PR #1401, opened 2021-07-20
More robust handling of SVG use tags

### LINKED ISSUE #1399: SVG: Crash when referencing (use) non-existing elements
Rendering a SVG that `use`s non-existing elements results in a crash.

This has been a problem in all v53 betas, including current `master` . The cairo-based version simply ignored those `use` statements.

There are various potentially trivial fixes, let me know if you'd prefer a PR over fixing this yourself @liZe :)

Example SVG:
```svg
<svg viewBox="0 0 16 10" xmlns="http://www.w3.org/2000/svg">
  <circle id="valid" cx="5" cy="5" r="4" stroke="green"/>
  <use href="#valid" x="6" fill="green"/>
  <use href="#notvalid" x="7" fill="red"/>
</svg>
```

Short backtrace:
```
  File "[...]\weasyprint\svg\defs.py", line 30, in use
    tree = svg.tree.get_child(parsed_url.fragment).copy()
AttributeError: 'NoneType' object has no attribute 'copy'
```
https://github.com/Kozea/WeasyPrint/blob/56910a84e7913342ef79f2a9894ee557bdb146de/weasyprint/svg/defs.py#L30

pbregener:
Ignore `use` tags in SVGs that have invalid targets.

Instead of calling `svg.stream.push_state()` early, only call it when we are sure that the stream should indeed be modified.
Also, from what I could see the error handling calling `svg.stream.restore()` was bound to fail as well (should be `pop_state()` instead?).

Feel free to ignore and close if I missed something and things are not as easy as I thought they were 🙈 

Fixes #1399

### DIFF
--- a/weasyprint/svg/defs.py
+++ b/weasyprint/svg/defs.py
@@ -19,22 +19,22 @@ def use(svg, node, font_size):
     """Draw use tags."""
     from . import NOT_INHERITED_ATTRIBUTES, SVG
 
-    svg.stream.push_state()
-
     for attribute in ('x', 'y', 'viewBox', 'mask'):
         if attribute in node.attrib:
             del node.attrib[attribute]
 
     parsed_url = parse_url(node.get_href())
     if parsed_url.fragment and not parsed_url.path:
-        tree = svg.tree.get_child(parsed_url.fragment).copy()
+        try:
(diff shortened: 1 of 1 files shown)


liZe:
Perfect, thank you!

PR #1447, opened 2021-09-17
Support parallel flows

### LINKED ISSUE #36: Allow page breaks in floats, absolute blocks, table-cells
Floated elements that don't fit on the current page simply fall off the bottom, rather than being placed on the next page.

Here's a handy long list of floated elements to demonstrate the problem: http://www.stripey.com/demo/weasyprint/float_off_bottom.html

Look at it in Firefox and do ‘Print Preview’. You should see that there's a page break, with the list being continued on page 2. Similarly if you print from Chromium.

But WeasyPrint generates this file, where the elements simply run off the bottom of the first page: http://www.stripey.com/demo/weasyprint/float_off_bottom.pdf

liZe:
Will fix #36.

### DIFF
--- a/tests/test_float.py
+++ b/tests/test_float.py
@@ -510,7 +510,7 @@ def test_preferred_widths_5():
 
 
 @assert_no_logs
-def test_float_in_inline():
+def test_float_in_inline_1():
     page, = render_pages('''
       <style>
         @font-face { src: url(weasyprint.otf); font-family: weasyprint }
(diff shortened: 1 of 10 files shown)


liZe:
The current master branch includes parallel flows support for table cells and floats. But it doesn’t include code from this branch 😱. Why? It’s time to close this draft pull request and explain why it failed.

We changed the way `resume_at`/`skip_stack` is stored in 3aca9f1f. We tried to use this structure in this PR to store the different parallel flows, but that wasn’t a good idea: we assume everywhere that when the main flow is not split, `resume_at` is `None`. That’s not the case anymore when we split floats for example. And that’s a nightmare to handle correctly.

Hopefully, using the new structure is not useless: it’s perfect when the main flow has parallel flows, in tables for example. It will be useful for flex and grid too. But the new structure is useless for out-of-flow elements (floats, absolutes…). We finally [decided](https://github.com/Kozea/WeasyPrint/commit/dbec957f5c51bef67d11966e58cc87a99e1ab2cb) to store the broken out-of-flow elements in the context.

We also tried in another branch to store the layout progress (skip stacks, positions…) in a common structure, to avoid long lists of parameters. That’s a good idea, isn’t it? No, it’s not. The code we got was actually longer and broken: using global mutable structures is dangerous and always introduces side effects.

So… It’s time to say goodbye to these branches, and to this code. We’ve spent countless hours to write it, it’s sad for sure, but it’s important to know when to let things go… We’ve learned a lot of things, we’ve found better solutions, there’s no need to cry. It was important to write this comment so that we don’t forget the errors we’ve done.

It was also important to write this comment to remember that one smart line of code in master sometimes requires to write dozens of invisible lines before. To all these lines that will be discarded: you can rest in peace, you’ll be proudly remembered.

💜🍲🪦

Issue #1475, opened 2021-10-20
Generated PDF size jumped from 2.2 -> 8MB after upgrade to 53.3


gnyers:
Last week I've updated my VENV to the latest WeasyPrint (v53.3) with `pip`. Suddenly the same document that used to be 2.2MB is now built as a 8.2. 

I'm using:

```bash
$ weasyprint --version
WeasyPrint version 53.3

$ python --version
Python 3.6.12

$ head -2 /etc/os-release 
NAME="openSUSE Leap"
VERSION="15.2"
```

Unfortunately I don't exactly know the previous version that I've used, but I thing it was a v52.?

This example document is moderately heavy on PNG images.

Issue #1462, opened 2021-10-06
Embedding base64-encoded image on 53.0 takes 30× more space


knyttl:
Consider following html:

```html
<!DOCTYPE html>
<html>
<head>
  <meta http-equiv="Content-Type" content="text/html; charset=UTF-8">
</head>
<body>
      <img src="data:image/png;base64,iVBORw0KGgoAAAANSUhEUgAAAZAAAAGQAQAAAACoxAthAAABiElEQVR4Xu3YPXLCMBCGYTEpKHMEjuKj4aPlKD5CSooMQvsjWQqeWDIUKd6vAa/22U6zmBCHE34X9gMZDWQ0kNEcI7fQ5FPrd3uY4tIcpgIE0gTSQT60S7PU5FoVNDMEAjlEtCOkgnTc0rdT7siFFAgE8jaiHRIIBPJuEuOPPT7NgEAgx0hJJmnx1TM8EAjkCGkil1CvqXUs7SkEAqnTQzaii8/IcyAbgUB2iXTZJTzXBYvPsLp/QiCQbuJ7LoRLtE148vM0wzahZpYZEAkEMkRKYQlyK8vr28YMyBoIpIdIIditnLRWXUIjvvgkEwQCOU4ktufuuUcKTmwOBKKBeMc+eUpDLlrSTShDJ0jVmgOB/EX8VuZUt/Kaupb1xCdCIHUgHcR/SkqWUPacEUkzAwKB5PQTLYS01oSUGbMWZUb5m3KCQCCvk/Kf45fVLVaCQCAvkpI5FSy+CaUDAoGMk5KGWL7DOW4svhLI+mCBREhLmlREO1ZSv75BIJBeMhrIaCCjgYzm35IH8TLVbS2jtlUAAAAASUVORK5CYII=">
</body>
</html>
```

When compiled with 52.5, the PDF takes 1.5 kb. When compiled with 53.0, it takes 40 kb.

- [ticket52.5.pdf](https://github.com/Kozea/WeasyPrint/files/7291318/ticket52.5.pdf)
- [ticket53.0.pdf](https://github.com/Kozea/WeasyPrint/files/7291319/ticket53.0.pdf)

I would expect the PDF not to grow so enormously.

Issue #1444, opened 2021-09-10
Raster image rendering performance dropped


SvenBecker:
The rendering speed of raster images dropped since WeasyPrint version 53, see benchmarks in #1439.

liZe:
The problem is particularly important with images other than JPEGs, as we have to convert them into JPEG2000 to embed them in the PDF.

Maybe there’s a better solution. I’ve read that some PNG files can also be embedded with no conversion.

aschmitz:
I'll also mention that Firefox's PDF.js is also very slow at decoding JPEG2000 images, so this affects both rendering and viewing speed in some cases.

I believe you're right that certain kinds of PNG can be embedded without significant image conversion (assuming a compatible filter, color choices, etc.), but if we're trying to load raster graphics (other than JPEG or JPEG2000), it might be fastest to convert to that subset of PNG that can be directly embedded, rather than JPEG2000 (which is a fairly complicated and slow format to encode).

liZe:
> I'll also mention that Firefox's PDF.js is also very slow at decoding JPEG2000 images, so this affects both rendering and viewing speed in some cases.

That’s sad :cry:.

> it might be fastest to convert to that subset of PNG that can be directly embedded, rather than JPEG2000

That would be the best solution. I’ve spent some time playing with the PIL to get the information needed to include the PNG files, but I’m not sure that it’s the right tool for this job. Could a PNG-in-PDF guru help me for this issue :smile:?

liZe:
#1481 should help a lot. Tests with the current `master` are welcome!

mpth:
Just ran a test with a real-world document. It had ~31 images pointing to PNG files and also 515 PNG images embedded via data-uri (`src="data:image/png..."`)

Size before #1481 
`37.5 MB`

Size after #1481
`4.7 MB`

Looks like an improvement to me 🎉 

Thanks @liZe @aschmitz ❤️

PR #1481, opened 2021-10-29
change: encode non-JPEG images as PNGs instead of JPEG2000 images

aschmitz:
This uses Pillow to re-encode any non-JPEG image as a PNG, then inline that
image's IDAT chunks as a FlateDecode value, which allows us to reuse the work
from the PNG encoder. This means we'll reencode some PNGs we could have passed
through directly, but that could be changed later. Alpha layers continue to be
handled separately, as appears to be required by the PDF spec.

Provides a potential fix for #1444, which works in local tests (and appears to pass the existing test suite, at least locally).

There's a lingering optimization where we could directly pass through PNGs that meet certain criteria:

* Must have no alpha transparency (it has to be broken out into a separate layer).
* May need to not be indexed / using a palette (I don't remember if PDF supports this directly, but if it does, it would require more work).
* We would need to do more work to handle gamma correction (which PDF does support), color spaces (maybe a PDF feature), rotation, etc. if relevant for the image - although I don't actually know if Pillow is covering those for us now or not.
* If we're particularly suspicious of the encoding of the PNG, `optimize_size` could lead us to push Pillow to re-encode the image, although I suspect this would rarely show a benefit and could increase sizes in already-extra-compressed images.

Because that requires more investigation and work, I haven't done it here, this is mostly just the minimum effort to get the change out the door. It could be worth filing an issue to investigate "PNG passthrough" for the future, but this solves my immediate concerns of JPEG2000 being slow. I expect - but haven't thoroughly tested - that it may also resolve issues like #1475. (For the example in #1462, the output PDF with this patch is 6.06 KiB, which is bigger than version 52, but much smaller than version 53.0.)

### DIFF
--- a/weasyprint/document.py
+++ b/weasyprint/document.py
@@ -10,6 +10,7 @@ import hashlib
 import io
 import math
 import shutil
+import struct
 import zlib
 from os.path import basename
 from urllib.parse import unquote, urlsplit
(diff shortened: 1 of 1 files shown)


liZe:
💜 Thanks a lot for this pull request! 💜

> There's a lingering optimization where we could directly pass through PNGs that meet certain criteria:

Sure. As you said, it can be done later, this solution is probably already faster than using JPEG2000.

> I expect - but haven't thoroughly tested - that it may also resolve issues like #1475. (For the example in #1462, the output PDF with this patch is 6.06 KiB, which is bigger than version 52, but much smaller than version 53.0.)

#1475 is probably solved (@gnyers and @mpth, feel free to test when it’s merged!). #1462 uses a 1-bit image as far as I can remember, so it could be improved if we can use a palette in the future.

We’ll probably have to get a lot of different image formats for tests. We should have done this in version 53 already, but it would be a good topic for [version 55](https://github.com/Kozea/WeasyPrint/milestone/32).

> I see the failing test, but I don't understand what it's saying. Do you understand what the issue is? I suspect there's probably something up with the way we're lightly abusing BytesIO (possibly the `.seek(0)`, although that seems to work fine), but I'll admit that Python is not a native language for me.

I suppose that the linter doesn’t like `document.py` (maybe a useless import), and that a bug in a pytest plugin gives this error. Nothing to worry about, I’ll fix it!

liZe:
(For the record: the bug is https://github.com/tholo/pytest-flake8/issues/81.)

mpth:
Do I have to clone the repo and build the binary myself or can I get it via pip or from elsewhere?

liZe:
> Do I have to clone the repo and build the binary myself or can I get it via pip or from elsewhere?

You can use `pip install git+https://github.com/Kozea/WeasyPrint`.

GOAL OF THE EXERCISE: Repeat every line of the data word for word until you have repeated the line that contains "Instead of calling", which is the last one to include.

SOLUTION FOR THIS PROBLEM:
PR #1401, opened 2021-07-20
More robust handling of SVG use tags

### LINKED ISSUE #1399: SVG: Crash when referencing (use) non-existing elements
Rendering a SVG that `use`s non-existing elements results in a crash.

This has been a problem in all v53 betas, including current `master` . The cairo-based version simply ignored those `use` statements.

There are various potentially trivial fixes, let me know if you'd prefer a PR over fixing this yourself @liZe :)

Example SVG:
```svg
<svg viewBox="0 0 16 10" xmlns="http://www.w3.org/2000/svg">
  <circle id="valid" cx="5" cy="5" r="4" stroke="green"/>
  <use href="#valid" x="6" fill="green"/>
  <use href="#notvalid" x="7" fill="red"/>
</svg>
```

Short backtrace:
```
  File "[...]\weasyprint\svg\defs.py", line 30, in use
    tree = svg.tree.get_child(parsed_url.fragment).copy()
AttributeError: 'NoneType' object has no attribute 'copy'
```
https://github.com/Kozea/WeasyPrint/blob/56910a84e7913342ef79f2a9894ee557bdb146de/weasyprint/svg/defs.py#L30

pbregener:
Ignore `use` tags in SVGs that have invalid targets.

Instead of calling `svg.stream.push_state()` early, only call it when we are sure that the stream should indeed be modified.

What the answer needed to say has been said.